Four researchers from the Institute of Photonics at Leibniz University Hannover have created a new transmitter-receiver system for sending entangled photons through an optical fiber. This could pave the way for the next generation of telecommunications technology, the quantum Internet, to use optical fibers. The quantum Internet offers encryption methods that are secure from eavesdropping, even by future quantum computers, protecting critical infrastructure.

“To make the quantum Internet a reality, we need to transmit entangled photons via fiber optic networks,” says Prof. Dr. Michael Kues, Head of the Institute of Photonics and Board Member of the PhoenixD Cluster of Excellence at Leibniz University Hannover. “We also want to continue using optical fibers for conventional data transmission. Our research is an important step to combine the conventional Internet with the quantum Internet.”

In their experiment, the researchers showed that photon entanglement remains intact even when sent with a laser pulse.

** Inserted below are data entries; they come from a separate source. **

PR #1843, opened 2024-05-21
Lz4/v3

victorjulien:
Various pcap logging tests.

PR #1844, opened 2024-05-21
Lz4/v4

victorjulien:
replaces #1843

### DIFF
--- a/tests/pcap-log-lz4-01/test.yaml
+++ b/tests/pcap-log-lz4-01/test.yaml
@@ -1,0 +1,14 @@
+requires:
+  features:
+    - liblz4
+  min-version: 8
+      
+pcap: ../bug-2482-01/proxyCONNECT_443.pcap
+
+args:
+  - --runmode=single
+
+checks:
+    - shell:
+        args: ls -l log.pcap.15233891*.lz4 | wc -l | xargs
+        expect: 2
--- a/tests/pcap-log-lz4-05-tunnel/test.yaml
+++ b/tests/pcap-log-lz4-05-tunnel/test.yaml
@@ -1,0 +1,14 @@
+requires:
+  features:
+    - liblz4
+  min-version: 8
+      
+pcap: ../vxlan-decoder-01/input.pcap
+
+args:
+  - --runmode=single
+
+checks:
+    - shell:
+        args: ls -l log.pcap.1525778007.671337.lz4 | wc -l | xargs
+        expect: 1
--- a/tests/pcap-log-uncompressed-01/test.yaml
+++ b/tests/pcap-log-uncompressed-01/test.yaml
@@ -1,0 +1,12 @@
+requires:
+  min-version: 8
+      
+pcap: ../bug-2482-01/proxyCONNECT_443.pcap
+
+args:
+  - --runmode=single
+
+checks:
+    - shell:
+        args: find . -type f -name 'log.pcap.1523389*.*' | wc -l | xargs
+        expect: 3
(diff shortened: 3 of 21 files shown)


tests/pcap-log-uncompressed-01/test.yaml
```diff
@@ -0,0 +1,12 @@
...
+  min-version: 8
+      
+pcap: ../bug-2482-01/proxyCONNECT_443.pcap
+
+args:
+  - --runmode=single
+
+checks:
+    - shell:
+        args: find . -type f -name 'log.pcap.1523389*.*' | wc -l | xargs
```
catenacyber, line 11: What does `1523389` mean here ?

Would `file-compare` be a good check here rather than resorting to shell ?

tests/pcap-log-lz4-05-tunnel/test.yaml
```diff
@@ -0,0 +1,14 @@
...
+  min-version: 8
+      
+pcap: ../vxlan-decoder-01/input.pcap
+
+args:
+  - --runmode=single
+
+checks:
+    - shell:
+        args: ls -l log.pcap.1525778007.671337.lz4 | wc -l | xargs
```
catenacyber, line 13: Is this `log.pcap.1525778007.671337.lz4` supposed to always have the same content ?

This test would pass if the file exists and is empty for instance...

victorjulien: content as in packets, yes, content as in exact bytes: no. Platform differences can make them different (e.g. endianess)

tests/pcap-log-uncompressed-01/test.yaml
catenacyber: Is there not a config format string that you can use to ignore the timestamp ?

tests/pcap-log-lz4-05-tunnel/test.yaml
victorjulien: or perhaps run tshark on it, it supports the pcap.lz4 out of the box. In any case this can be done as a follow up effort.

tests/pcap-log-uncompressed-01/test.yaml
victorjulien: I explicitly added it to test it

victorjulien: which exposed https://redmine.openinfosecfoundation.org/issues/7034

catenacyber: Oh... 👏

catenacyber (approved):
Thanks for the answers

victorjulien:
Force push was: rebase to master, but more importantly a fix to a `grep` command using a GNUish that fails on my OpenBSD runner.

tests/pcap-log-lz4-01/test.yaml
```diff
@@ -0,0 +1,14 @@
...
+  min-version: 8
+      
+pcap: ../bug-2482-01/proxyCONNECT_443.pcap
+
+args:
+  - --runmode=single
+
+checks:
+    - shell:
+        args: ls -l log.pcap.15233891*.lz4 | wc -l | xargs
```
catenacyber, line 13: Why do we need xargs ?

catenacyber (approved):
Still good

tests/pcap-log-lz4-01/test.yaml
victorjulien: What I've seen it do is strip leading whitespaces `           1` -> `1`. Don't know if it is needed.

victorjulien:
Merged in #1848, thanks!

tests/pcap-log-lz4-01/test.yaml
inashivb: `-l` should ideally count lines I think so as long as the spaces leading or trailing are on the same line, it should work.

PR #1847, opened 2024-05-22
smtp/mime: update test to match new behavior

catenacyber:
## Ticket

Redmine ticket: https://redmine.openinfosecfoundation.org/issues/3487

The suricata PR modifies the behavior, so both suricata and SV PR should be merged at the same time...


catenacyber:
Continued in https://github.com/OISF/suricata-verify/pull/1851

PR #1853, opened 2024-05-24
tests: linktype_name test

jlucovsky:
Issue: 6954

Ensure that the linktype_name is included in the alerts.

## Ticket

changes to the ticket status:

Redmine ticket: https://redmine.openinfosecfoundation.org/issues/6954

Suricata PR: https://github.com/OISF/suricata/pull/11207

### DIFF
--- a/tests/linktype_name/test.yaml
+++ b/tests/linktype_name/test.yaml
@@ -1,0 +1,14 @@
+requires:
+  min-version: 8
+
+pcap:  ../bug-2482-01/proxyCONNECT_443.pcap
+
+args:
+- -k none --set outputs.1.eve-log.types.0.alert.packet=yes
+
+checks:
+  - filter:
+      count: 86
+      match:
+        event_type: alert
+        packet_info.linktype_name: RAW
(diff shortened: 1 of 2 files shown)


tests/linktype_name/test.yaml
```diff
@@ -0,0 +1,12 @@
+requires:
+  min-version: 8
+
+args:
+- -k none --set outputs.1.eve-log.types.0.alert.packet=yes --set vars.address-groups.EXTERNAL_NET=any
```
catenacyber, line 5: Could we just change the rule to use `any` instead of `EXTERNAL_NET` ?

tests/linktype_name/test.yaml
```diff
@@ -0,0 +1,12 @@
+requires:
+  min-version: 8
+
```
catenacyber, line 3: Is there not a pcap to reuse instead of putting a new one ?

tests/linktype_name/test.yaml
jlucovsky: WIll do.

tests/linktype_name/test.yaml
jlucovsky: Good point; I'll make that adjustment.

catenacyber:
Fair enough for me, a README.md could be added to improve this ;-)

victorjulien:
Can we add a few more tests? I think it's fine to use existing tests. There are quite a few different linktypes in our SV suite I think.

jlucovsky:
Continued in #1993

PR #2625, opened 2019-09-09
Rule S4201: Null checks should not be redundant

christophe-zurn-sonarsource:


sonaranalyzer-dotnet/src/SonarAnalyzer.CSharp/Rules/RedundantNullCheckCodeFixProvider.cs
```diff
@@ -0,0 +1,86 @@
...
+    {
+        internal const string Title = "Remove this unnecessary null check";
+        public override ImmutableArray<string> FixableDiagnosticIds
+        {
+            get
+            {
+                return ImmutableArray.Create(RedundantNullCheck.DiagnosticId);
+            }
+        }
+        public override FixAllProvider GetFixAllProvider()
```
andrei-epure-sonarsource: nitpick empty line above

sonaranalyzer-dotnet/tests/SonarAnalyzer.UnitTest/TestCases/RedundantNullCheck.Fixed.Batch.cs
```diff
@@ -0,0 +1,121 @@
+﻿using System;
+using System.Collections.Generic;
+
+namespace Tests.Diagnostics
+{
+    public class RedundantNullCheck
```
andrei-epure-sonarsource: silly question from me: what's the difference between Batch and non-Batch?

sonaranalyzer-dotnet/src/SonarAnalyzer.CSharp/Rules/RedundantNullCheck.cs
```diff
@@ -0,0 +1,106 @@
...
+
+        protected override SyntaxNode GetNonNullCheckVariable(SyntaxNode node) => GetNullCheckVariableForKind(node, SyntaxKind.NotEqualsExpression);
+
+        protected override SyntaxNode GetIsOperatorCheckVariable(SyntaxNode node)
+        {
+            var innerExpression = RemoveParentheses(node);
+            if (innerExpression is BinaryExpressionSyntax binaryExpression && binaryExpression.IsKind(SyntaxKind.IsExpression))
+            {
+                return GetLeftNode(binaryExpression);
+            } else if (innerExpression.IsKind(SyntaxKindEx.IsPatternExpression))
```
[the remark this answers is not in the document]
christophe-zurn-sonarsource: Put `else if` on new line 👍 

However, the expression cannot be replaced by `innerExpression is IsPatternExpressionSyntaxWrapper isPatternExpression` because it is part of the ShimLayer, and `IsPatternExpressionSyntaxWrapper` is not a subclass of `SyntaxNode`, but a wrapper on it

sonaranalyzer-dotnet/tests/SonarAnalyzer.UnitTest/TestCases/RedundantNullCheck.Fixed.Batch.cs
christophe-zurn-sonarsource: Files are the same. From what I udnerstand, it's the way the code fix provider is executed that is differrent: depending whether the user wants to fix all the issues at the same time or not.
But resulting fixed file here are indeed identical

PR #2630, opened 2019-09-10
Rule S3881: Makes message clearer on what is missing

### LINKED ISSUE #2339: Rule S3881: message needs to be improved
### Description
See the code below. I assume it is not related to issue #1728. As far as I know I followed all recommended guidelines, and just cleaned up some code (like comments), renamed a variable, and made Dispose() using an expression body (but that is not the reason it failed as far as I know).

### Repro steps
``` CSharp
using System;

{
    public class S3881 : IDisposable //compliant
    {
        public S3881(IDisposable prop) => Property = prop;

        public IDisposable Property { get; }

        public void Dispose() => Dispose(true);

        protected virtual void Dispose(bool disposing)
        {
            if (!isDisposed)
            {
                if (disposing)
                {
                    Property.Dispose();
                }
                isDisposed = true;
            }
        }
        private bool isDisposed;
    }
}
```

### Expected Result
I would expect not to see a warning at all, obviously, but because this is a quite complex check, at least a hint on which part of the pattern is missing.

### Related information
* SonarC# Version 7.11.0.8083
* https://github.com/Corniel/SonarAnalyzer.Experiments/blob/master/src/SonarAnalyzer.Experiments.CSharp/S3881.cs

alban-auzeill:
Fixes #2339

### DIFF
--- a/sonaranalyzer-dotnet/tests/SonarAnalyzer.UnitTest/TestCases/ImplementIDisposableCorrectly.cs
+++ b/sonaranalyzer-dotnet/tests/SonarAnalyzer.UnitTest/TestCases/ImplementIDisposableCorrectly.cs
@@ -9,7 +9,7 @@ namespace Tests.Diagnostics
 
     public class SimpleDisposable : IDisposable // Noncompliant {{Fix this implementation of 'IDisposable' to conform to the dispose pattern.}}
     {
-        public void Dispose() // Secondary {{'SimpleDisposable.Dispose()' should only invoke 'Dispose(true)' and 'GC.SuppressFinalize(this)'.}}
+        public void Dispose() // Secondary {{'SimpleDisposable.Dispose()' should also call 'GC.SuppressFinalize(this)'.}}
         {
             Dispose(true);
         }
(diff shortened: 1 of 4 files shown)


sonaranalyzer-dotnet/tests/SonarAnalyzer.UnitTest/TestCases/ImplementIDisposableCorrectly.cs
```diff
@@ -103,7 +115,7 @@ public virtual void Dispose()
     public class WithFinalizer : IDisposable // Noncompliant
     {
         public void Dispose()
-//                  ^^^^^^^ Secondary {{'WithFinalizer.Dispose()' should only invoke 'Dispose(true)' and 'GC.SuppressFinalize(this)'.}}
+//                  ^^^^^^^ Secondary {{'WithFinalizer.Dispose()' should also call 'GC.SuppressFinalize(this)'.}}
         {
             Dispose(true);
         }
```
andrei-epure-sonarsource: please also add the snippet from the ticket (if not already present) with the arrow expression syntax
`public void Dispose() => Dispose(true);`

alban-auzeill: You are right, there was no `=> Dispose(true)`.
And because there are several Dispose methods containing only `Dispose(true);`, let's convert one of them with this trendy arrow expression syntax.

“We can change the color of a laser pulse with a high-speed electrical signal so that it matches the color of the entangled photons,” explains Philip Rübeling, a doctoral student at the Institute of Photonics researching the quantum Internet. “This effect enables us to combine laser pulses and entangled photons of the same color in an optical fiber and separate them again.”

This effect could combine the traditional Internet with the quantum Internet. So far, using both transmission methods per color in an optical fiber has not been possible.

“The entangled photons block a data channel in the optical fiber, preventing its use for conventional data transmission,” says Jan Heine, a doctoral student in Kues’ group.

The experiment showed for the first time that photons can be sent in the same color channel as the laser light. This means all color channels can still be used for regular data transmission.